/ 20 January 2006

Clough luck

Nigel Clough’s dad, Brian, won almost everything in football as manager of Nottingham Forest. Old Big Head, as the now-departed Cloughie liked to call himself, brought league championships and the European Cup to Robin Hood’s relatively modest city.

But the closest he came to the FA Cup was that bizarre 1991 final against Spurs when an over-excited Paul Gascoigne crocked himself in the first minute and Forest lost 2-1.

If there is a football heaven, Brian will have been looking down at his son’s Burton Albion at Old Trafford on Wednesday, hopeful of a shock in the great tradition of the FA Cup.

Sadly, it was not to be. Despite a training ground fall-out between horse-faced Dutch striker Ruud van Nistelrooy and Portuguese show pony Ronaldo during the week, and a nasty 3-1 defeat against Manchester rivals City last weekend, Sir Alex Ferguson’s men cruised to an emphatic 5-0 victory.

And the Clough fairy tale is over for another year. Perhaps for all time, given Burton’s Conference credentials.

Guiseppe Rossi (who struck twice, with Louis Saha, Ryan Giggs and Kieran Richardson completing the scoreline) and Gerard Piqué, two young United foreigners, did most of the damage, leaving Fergie purring: ”They were the big plusses for us,” before conceding generously that Burton had ”come here with a more positive attitude than most of the European teams. A lot of them come here and bore the pants off us.”

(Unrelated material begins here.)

PR #1667, opened 2024-05-31
perf(java): Add ClassInfo ClassBytes generation conditions.

LiangliangSui:
## What does this PR do?

`ClassInfo#classNameBytes` and `ClassInfo#packageNameBytes` are only used when `classInfo.classId == NO_CLASS_ID && !metaContextShareEnabled`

So much for the magic of the cup. Still, the evening before we saw Reading, leading the race for Premiership promotion, overcome West Brom though Middlesbrough sunk Nuneaton 5-2.

The big positives, though, had come in the initial third-round clashes a fortnight ago — Leyton Orient booted out Fulham and Leicester were too much for Spurs. If only the Premiership were as unpredictable.